What providers can learn from 2016’s security incidents
Cue the year-end articles saying that this was the worst year to date for data breaches. Follow that with more dire predictions for 2017. Layer in one-size-fits-all recommendations to mitigate these risks. And finish with technology solutions that you must have.
If you read all of this you might come away thinking that if your company is not using AI and machine learning, buying threat intelligence, building a threat-hunting team, installing a next-generation antivirus solution, deploying an endpoint product and reducing your attack surface, all of those bears people talk about outrunning may already be in your network.
It is true that there were a lot of incidents disclosed in 2016, and for the first time an incident reportedly affected 1 billion accounts. There are core steps most organizations can take to mitigate risk and be prepared to respond when an incident is detected. And depending on the organization’s risk profile, you may be implementing all of those security measures. But the many years spent responding to security incidents reveal several constants:
- Whether you have “next-gen” security or little security, unskilled, semiskilled and skilled attackers usually still find a way in.
- Regardless of the sophistication of the security of a network, one of the reasons attackers still find a way in is that networks are built and maintained by people (your people and your vendors’ people), and people are fallible—people make mistakes, people get phished, and people get socially engineered.
- Most incidents are not the result of a sophisticated, never-before-seen, unpreventable attack.
After the incident is investigated and the incident response team is looking back for lessons learned, it is not uncommon for the lessons to include:
- Paying better attention to basic security measures would have prevented the issue.
- Realizing that the network environment is not uniform, there are data and devices that were not known by the security team, there are third parties with access that were not known or that were established without using the approved remote access solution, and over time, exceptions and work-arounds have been created.
- Having more verbose logging for a longer period of time that can be accessed from a central source would have enabled the analysis of what occurred to be more precise.
- Acknowledging that trust but verify is important (e.g., if someone says a network is segmented, check the ACLs and firewall rules to confirm this).
- Knowing that you can have great security tools and generate terabytes of logs, but someone has to review the logs.
- Determining that assumptions about a vendor’s role in maintaining and managing the security of the service it is offeringmay have been wrong.
- Deciding that delegating responsibility for security to IT or the security team is insufficient – it takes an enterprise-wide approach to address this enterprise risk.
- Identifying a forensic firm before the incident, negotiating the terms of a master services agreement in advance, and then meeting with that firm to discuss how it will investigate and what data is needed would have facilitated a faster response, investigation, containment and final analysis.
While most of the security incident disclosures in 2016 related to theft of data, the surge of ransomware and emergence of denial-of-service tools fueled by compromised IOT devices demonstrate that maintaining operational resiliency is equally as important as preventing data theft.
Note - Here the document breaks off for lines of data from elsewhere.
PR #702, opened 2020-09-30
Implement correctly alias handling in sort with jSQLParser

eolivelli:
Fix a bug in handling aliased column names in ORDER BY with simple jsqlparser based planner.

I have also moved most of SQL planning related tests to herddb.sql package in order to ease finding for those tests


eolivelli:
With this fix all tests should pass with jsqlparser  (please remember that tests about non supported feature are automatically excluded)

diegosalvi (approved):

PR #703, opened 2020-09-30
Fix handling of Planner Cache in case of leadership change

eolivelli:
While working on jSQLParser planner I noticed that Calcite Planner could be wrong in thinking about local availability of tablespaces, because it is caching "RootSchema".

With this change we are adding an additional check.
Changes:
- move AbstractSQLPlanner from interface to an abstract class
- implement the check
- fix a test case, that reproduced the issue only with jSQLParser

### DIFF
--- a/herddb-core/src/test/java/herddb/server/ClientMultiServerTest.java
+++ b/herddb-core/src/test/java/herddb/server/ClientMultiServerTest.java
@@ -225,6 +225,11 @@ public class ClientMultiServerTest {
                     } catch (ClientSideMetadataProviderException ok) {
                          assertTrue(ok.getCause() instanceof LeaderChangedException);
                     }
+
+                    // ensure that we don't use internal plans cache
+                    server_1.getManager().getPlanner().clearCache();
+                    server_2.getManager().getPlanner().clearCache();
+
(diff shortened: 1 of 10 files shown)


herddb-core/src/test/java/herddb/server/ClientMultiServerTest.java
```diff
@@ -225,6 +225,11 @@ public void requestMetadataRefresh(Exception error) throws ClientSideMetadataPro
                     } catch (ClientSideMetadataProviderException ok) {
                          assertTrue(ok.getCause() instanceof LeaderChangedException);
                     }
+
+                    // ensure that we don't use internal plans cache
```
eolivelli, line 229: without this fix the test passed on Calcite, but not with jSQLParser

eolivelli:
This issue is not yet stable, not worth to be committed now

diegosalvi (approved):

herddb-core/src/test/java/herddb/server/ClientMultiServerTest.java
diegosalvi: :O

PR #705, opened 2020-10-02
Cache ZooKeeper handle and invalidate cache in case of server network  address change

eolivelli:
I noticed that on the client we are not caching the ZooKeeper client ! This is a huge problem.
Also, in case of network address change of a node, the client is not invalidating propertly the routes maps and it also invalidate the caches too eagerly, requiring a great amount of work.

Changes:
- cache ZK client
- invalidate properly the caches


eolivelli:
This patch is not correct.
We are not closing the expired ZK handle.
We must also add tests about session expiration

nicoloboschi (approved):
+1 LGTM

Issue #678, opened 2020-09-01
Upgrade Apache Calcite to 1.26


aluccaroni:
This is a reminder of the task to update to Calcite 1.26 (when available):

- Checkout https://calcite.apache.org/news/releases/ regarding Calcite 1.25 and 1.26
- See https://github.com/apache/calcite/pull/2107 regarding "Enumerable Merge Join"
- Double check that no deprecated rule is in use (https://github.com/diennea/herddb/pull/666)

CC: @eolivelli @amitvc

PR #707, opened 2020-10-06
Remove JSONPath and Geometry third-party dependencies

eolivelli:
Apache Calcite requires a few third party dependencies in order to implement Geometry and JSON functions.
We don't need them but those classes are loaded at runtime.
The only way to workaround this issue is to create dummy classes in order to make Java happy

We are saving 1MB of space in the distribution ZIP and also we are no more adding these third-party deps to jdbc clients

Relates to #678


eolivelli:
@rmannibucau FYI

rmannibucau:
Should probably go in a dedicated module since there it breaks classpaths using these dependencies if herddb-core is there.
So my proposal would be to:

1. create a herddb-mock (or whatever name you like)
2. play with shades to have a classified version and keep default artifact "pure"

eolivelli:
@rmannibucau  
My initial idea was exactly the one you suggested.

I will update this patch

eolivelli:
@rmannibucau I have added more tweaks (remove useless commons-dbcp2 dep, keep only minimal part of Guava)

herddb-core/pom.xml
```diff
@@ -38,6 +38,11 @@
             <artifactId>herddb-utils</artifactId>
             <version>${project.version}</version>
         </dependency>
+        <dependency>
+            <groupId>${project.groupId}</groupId>
+            <artifactId>herddb-mock</artifactId>
+            <version>${project.version}</version>
```
rmannibucau, line 44: shouldnt it be scope=provided/optional (and only shade would be tweaked to include it)? By default grabbing core artifact I don't want it right?

herddb-jdbc/pom.xml
```diff
@@ -238,6 +246,17 @@
                                 </transformer>
                             </transformers>
                             <filters>
+                                <filter>
+                                    <artifact>com.google.guava:guava</artifact>
+                                    <includes>
```
rmannibucau, line 251: can need an IT test to ensure it still runs, a very simple "use calcite" test but otherwise it can be fragile with upgrades IMHO

herddb-core/pom.xml
eolivelli: good idea

eolivelli: good idea

herddb-jdbc/pom.xml
eolivelli: this is probably what you are looking for
https://github.com/diennea/herddb/blob/master/herddb-thirdparty/openjpa-test/pom.xml#L52

herddb-core/pom.xml
eolivelli: I am not rue about what it is better.
Currently we are not supporting Geometry and JSON functions so basically we don't need those library.
The only concern is about Applications that happen to need those jars.
In this case I guess they already have those jars on the classpath and they will have to explicitly exclude "herddb-mock".

Regarding the JDBC driver it is good to have this herddb-mock inside the JAR, properly relocated.

I am trying to add "optional" here now, and I am looking to the results

herddb-jdbc/pom.xml
rmannibucau: Can be, generally speaking I try to test in the same module to avoid unrelated surprises ("if openjpa fails it means openjpa module has a bug, not the jdbc shade"). But ok for me

eolivelli: I don't know how to test this artifact within the same module, do you mean with the maven-invoker-plugin ?
it would be kind of hard. I have never done this kind of tests before.
Do you have any example ?

Otherwise as you said, we can stay with current codebase, leveraging that module as a sort of integration test

rmannibucau: For example or just a failsafe/surefire binding on integration-test. @Test can just do a list in target to match the .jar (ensure to ignore -sources/-javadoc jars which happen in releases) and run it with a custom classloader for example.
Can be done later if too hard for this PR.

diegosalvi (approved):

PR #710, opened 2020-10-06
Miscellaneous fixes

eolivelli:
This is a list of little bugfixes found while porting MagNews.com from H2Database to HerdDB.

Tests are missing, so this is only a draft
- Implement CURRENT_DATE (as CURRENT_TIMESTAMP)
- reduce log for useless stuff
- handle Calcite DATE type (as Timestamp)
- dropindex IF EXISTS should be case insensitive

### DIFF
--- a/herddb-core/src/main/java/herddb/core/TableManager.java
+++ b/herddb-core/src/main/java/herddb/core/TableManager.java
@@ -2971,7 +2971,7 @@ public final class TableManager implements AbstractTableManager, Page.Owner {
             if (flushedDirtyPages > 0 || flushedSmallPages > 0 || flushedNewPages > 0 || flushedRecords > 0) {
                 LOGGER.log(Level.INFO, "checkpoint {0}, logpos {1}, flushed: {2} dirty pages, {3} small pages, {4} new pages, {5} records",
                     new Object[]{table.name, sequenceNumber, flushedDirtyPages, flushedSmallPages, flushedNewPages, flushedRecords});
-        
+
             }
 
             if (LOGGER.isLoggable(Level.FINE)) {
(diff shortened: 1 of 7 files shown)


herddb-core/src/main/java/herddb/core/TableManager.java
```diff
@@ -3014,11 +3017,13 @@ private TableCheckpoint checkpoint(
             result = new TableCheckpoint(table.name, sequenceNumber, actions);
 
             end = System.currentTimeMillis();
-
-            LOGGER.log(Level.INFO, "checkpoint {0} finished, logpos {1}, {2} active pages, {3} dirty pages, "
-                            + "flushed {4} records, total time {5} ms",
-                    new Object[]{table.name, sequenceNumber, pageSet.getActivePagesCount(),
-                            pageSet.getDirtyPagesCount(), flushedRecords, Long.toString(end - start)});
+            long totalTime = end - start;
+            if (totalTime > 100) {
```
diegosalvi, line 3021: Why logging based only on checkpoint duration?
Avoid to print a fast checkpoint or an empty checkpoint?
Print only if didn't flush records?

eolivelli: this is in order to not print useless checkpoints, like in "local" mode.
also it is useful to see if a checkpoint blocked table operations for a significant period of time.

In my opinion it is still good to see when checkpoints happen, even if much time passed since we saw checkpoint related problems.

using the number of records as threshold may result in hiding problems (the checkpoint is not doing anything) and probably it would also generate spam in "local mode" if the table has more than one dirty records

Do you have any suggestions ?

diegosalvi: I agree that is useful to know when checkpoint happens and how much time it took. My question was exactly about it because such check won't print checkpoint data if faster than 100 ms, it smells a little.
If we want to avoid useless checkpoint print it should't be logged only if it was empty (and perhaps fast too). Still in such case could be helpful a debug line

eolivelli: agreed.
I have checked the condition
PTAL @diegosalvi

diegosalvi (approved):

PR #713, opened 2020-10-08
Implement Oracle-LIKE DUAL table

eolivelli:
Implement a system table named 'dual' like Oracle specs:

The 10-K cyber risk disclosures of many public companies state that the company relies on technology to operate its business and a failure of that technology could have a material impact. Despite those statements, many organizations that have focused primarily on preventing data theft are now addressing: (1) whether their critical operating systems are as well-guarded as systems that interact with sensitive data; (2) what backup capabilities and procedures are in place in the event of a widespread outbreak of ransomware; (3) in anticipation of facing a ransom or cyber-extortion scenario, whether the company should establish and fund a bitcoin wallet; and (4) what denial-of-service mitigation solutions are in place.
For healthcare organizations, cybersecurity initiatives have to take the following three factors into account:
- During the incident response, it is critical for healthcare organizations to consult counsel who has defended multiple OCR investigations so that the organization can build in defense strategy and begin to identify relevant information for the coming OCR investigation that will follow after OCR receives the breach notification.
- All organizations, but particularly healthcare, should include ransomware events in their breach planning exercises and incident response plans. Considerations include having backups available, whether the organization would pay a ransom demand, and whether the organization should establish and fund a Bitcoin wallet in advance to be prepared to pay a ransom demand.
- Healthcare organizations and other companies who collect information in addition to SSNs, should consider identity monitoring products in advance so that securing the services is streamlined during an incident response.